*Task requirements*
Search the material below for the word "cannot". Copy every line where it is found.

*Data to examine*
+++++

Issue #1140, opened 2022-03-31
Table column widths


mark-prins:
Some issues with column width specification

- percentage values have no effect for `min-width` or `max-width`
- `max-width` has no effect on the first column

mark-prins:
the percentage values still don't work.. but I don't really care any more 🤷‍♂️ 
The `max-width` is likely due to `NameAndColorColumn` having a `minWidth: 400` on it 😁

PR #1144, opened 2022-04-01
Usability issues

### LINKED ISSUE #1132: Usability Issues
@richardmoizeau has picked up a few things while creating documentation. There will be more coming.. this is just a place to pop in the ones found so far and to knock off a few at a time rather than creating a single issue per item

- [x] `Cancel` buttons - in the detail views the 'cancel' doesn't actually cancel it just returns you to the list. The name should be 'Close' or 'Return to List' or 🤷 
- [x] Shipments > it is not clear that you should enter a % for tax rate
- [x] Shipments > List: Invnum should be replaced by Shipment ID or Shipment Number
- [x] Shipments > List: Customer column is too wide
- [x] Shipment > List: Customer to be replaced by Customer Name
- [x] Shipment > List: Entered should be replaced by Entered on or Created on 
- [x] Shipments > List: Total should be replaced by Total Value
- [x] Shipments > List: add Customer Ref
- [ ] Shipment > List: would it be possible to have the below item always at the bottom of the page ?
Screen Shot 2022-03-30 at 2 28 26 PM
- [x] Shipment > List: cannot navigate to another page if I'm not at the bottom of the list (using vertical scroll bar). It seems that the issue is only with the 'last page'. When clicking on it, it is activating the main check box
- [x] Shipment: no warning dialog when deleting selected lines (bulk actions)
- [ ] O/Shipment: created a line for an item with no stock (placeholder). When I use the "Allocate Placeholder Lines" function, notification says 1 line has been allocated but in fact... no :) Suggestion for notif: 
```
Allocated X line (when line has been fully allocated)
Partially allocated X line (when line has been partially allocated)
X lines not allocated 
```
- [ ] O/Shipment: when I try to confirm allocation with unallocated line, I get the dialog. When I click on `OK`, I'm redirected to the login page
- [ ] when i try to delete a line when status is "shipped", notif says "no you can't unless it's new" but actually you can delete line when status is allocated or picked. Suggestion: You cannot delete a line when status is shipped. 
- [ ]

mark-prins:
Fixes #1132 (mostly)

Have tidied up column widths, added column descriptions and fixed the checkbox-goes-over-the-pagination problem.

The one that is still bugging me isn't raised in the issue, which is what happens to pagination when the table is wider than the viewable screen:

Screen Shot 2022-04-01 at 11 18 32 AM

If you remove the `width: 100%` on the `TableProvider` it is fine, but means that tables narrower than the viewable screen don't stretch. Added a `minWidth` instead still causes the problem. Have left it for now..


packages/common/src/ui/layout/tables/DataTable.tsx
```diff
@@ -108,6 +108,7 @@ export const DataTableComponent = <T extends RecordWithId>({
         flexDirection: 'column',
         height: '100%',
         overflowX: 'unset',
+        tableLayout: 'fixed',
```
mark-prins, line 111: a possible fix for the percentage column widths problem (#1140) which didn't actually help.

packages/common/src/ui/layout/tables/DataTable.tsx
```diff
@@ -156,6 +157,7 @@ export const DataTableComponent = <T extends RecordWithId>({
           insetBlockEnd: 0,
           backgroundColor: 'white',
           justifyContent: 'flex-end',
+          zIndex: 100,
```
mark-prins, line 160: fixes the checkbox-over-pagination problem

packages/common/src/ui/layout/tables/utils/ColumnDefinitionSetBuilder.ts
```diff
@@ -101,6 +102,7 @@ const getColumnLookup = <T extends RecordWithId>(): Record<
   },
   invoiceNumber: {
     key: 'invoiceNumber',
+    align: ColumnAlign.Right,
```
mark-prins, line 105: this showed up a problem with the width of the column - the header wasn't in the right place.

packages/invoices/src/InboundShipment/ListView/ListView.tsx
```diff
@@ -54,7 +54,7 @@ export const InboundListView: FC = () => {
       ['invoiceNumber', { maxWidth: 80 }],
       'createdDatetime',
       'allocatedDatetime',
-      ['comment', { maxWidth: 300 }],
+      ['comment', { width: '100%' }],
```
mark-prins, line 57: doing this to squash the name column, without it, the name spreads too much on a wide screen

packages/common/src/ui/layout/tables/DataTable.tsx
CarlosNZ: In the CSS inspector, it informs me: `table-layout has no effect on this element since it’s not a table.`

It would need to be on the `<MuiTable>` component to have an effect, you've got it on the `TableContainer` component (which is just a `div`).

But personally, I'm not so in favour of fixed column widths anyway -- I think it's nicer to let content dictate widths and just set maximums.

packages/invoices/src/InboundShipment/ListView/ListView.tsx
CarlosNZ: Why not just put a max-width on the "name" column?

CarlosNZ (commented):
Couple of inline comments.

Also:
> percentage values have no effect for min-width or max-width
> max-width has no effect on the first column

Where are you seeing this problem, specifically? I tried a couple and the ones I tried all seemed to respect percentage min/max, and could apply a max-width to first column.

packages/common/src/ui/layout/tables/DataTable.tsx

+++++

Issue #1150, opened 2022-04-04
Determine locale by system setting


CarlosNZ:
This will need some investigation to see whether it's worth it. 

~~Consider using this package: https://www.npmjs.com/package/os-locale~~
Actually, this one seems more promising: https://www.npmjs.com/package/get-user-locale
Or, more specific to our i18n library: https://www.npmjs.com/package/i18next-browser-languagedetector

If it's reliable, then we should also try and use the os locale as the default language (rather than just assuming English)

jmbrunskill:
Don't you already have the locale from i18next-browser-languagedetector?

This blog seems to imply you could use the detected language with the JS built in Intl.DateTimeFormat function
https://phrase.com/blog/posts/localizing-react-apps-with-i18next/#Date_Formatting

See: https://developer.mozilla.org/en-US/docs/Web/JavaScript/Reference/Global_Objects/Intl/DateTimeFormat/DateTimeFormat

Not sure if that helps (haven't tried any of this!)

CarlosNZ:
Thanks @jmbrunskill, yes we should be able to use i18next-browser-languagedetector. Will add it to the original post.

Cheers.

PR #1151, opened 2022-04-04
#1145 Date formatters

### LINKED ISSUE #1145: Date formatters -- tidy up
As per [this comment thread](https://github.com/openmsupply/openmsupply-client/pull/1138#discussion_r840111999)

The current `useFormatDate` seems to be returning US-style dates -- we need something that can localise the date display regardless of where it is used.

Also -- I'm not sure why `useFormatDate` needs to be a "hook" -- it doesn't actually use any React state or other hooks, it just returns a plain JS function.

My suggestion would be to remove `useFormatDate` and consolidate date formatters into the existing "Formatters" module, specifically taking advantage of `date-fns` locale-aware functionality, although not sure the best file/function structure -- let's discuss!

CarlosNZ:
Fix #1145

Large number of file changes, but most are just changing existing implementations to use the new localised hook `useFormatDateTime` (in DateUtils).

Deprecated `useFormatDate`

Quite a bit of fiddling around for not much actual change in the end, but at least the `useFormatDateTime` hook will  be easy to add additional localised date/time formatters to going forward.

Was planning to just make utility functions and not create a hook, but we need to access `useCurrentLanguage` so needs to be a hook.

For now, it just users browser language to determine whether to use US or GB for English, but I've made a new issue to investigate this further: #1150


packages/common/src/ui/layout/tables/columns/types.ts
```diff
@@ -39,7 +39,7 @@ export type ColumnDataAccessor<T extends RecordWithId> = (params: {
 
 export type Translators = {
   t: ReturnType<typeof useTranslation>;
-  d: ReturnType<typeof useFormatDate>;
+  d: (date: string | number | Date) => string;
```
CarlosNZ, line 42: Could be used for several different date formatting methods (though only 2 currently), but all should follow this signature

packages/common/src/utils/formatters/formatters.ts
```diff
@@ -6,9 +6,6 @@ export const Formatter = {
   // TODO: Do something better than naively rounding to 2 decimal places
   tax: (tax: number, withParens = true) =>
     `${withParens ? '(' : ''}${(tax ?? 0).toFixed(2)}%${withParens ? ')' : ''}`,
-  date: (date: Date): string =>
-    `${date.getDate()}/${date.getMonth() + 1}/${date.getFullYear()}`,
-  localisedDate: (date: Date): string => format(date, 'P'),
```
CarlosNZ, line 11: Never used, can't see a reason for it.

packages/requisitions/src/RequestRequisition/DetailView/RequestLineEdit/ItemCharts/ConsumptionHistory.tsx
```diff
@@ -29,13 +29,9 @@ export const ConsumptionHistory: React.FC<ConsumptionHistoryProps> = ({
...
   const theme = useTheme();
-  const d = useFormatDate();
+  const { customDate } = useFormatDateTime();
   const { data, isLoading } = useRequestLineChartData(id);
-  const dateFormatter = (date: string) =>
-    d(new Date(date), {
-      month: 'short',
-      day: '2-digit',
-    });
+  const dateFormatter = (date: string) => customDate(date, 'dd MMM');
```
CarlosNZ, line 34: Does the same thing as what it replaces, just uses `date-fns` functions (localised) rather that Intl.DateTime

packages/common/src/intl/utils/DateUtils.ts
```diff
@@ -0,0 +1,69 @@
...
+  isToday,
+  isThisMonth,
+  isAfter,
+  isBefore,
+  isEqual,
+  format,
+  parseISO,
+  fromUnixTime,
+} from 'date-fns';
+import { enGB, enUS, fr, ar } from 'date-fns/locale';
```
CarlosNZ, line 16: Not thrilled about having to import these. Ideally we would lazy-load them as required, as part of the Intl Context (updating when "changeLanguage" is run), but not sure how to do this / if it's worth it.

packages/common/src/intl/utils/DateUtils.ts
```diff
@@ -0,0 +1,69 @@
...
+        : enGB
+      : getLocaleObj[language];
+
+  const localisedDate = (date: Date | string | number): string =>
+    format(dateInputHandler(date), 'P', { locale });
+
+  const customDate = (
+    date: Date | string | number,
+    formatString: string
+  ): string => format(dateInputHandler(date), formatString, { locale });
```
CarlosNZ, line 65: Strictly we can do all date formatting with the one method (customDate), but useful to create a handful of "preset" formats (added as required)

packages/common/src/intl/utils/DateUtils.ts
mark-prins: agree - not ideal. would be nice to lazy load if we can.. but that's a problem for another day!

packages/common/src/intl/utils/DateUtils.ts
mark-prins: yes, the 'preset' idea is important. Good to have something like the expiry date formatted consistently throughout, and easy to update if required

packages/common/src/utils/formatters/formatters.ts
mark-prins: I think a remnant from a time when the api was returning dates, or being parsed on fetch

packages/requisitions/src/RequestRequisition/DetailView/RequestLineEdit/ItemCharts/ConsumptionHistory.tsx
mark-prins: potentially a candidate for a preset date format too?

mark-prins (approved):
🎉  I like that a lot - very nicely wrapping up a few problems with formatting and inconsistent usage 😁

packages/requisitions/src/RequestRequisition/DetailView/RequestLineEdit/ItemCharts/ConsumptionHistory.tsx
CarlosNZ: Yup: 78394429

+++++

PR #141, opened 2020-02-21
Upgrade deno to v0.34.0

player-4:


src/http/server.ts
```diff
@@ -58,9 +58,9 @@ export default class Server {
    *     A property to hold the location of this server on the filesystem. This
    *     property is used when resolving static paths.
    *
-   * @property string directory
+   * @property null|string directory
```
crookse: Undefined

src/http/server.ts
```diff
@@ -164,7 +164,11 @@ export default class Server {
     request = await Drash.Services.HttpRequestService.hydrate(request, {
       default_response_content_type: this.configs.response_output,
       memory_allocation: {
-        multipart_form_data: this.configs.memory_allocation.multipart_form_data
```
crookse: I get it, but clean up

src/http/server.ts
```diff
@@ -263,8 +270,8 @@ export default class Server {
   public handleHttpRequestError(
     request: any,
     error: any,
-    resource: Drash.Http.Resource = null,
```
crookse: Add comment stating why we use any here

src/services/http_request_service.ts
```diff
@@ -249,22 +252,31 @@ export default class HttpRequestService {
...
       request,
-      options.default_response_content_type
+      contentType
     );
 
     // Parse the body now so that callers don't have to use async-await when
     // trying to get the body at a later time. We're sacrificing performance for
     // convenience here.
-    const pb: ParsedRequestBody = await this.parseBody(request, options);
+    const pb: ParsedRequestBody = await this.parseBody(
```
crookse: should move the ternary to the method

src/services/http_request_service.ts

+++++

*Answer to this exercise*
- [x] Shipment > List: cannot navigate to another page if I'm not at the bottom of the list (using vertical scroll bar). It seems that the issue is only with the 'last page'. When clicking on it, it is activating the main check box
- [ ] when i try to delete a line when status is "shipped", notif says "no you can't unless it's new" but actually you can delete line when status is allocated or picked. Suggestion: You cannot delete a line when status is shipped. 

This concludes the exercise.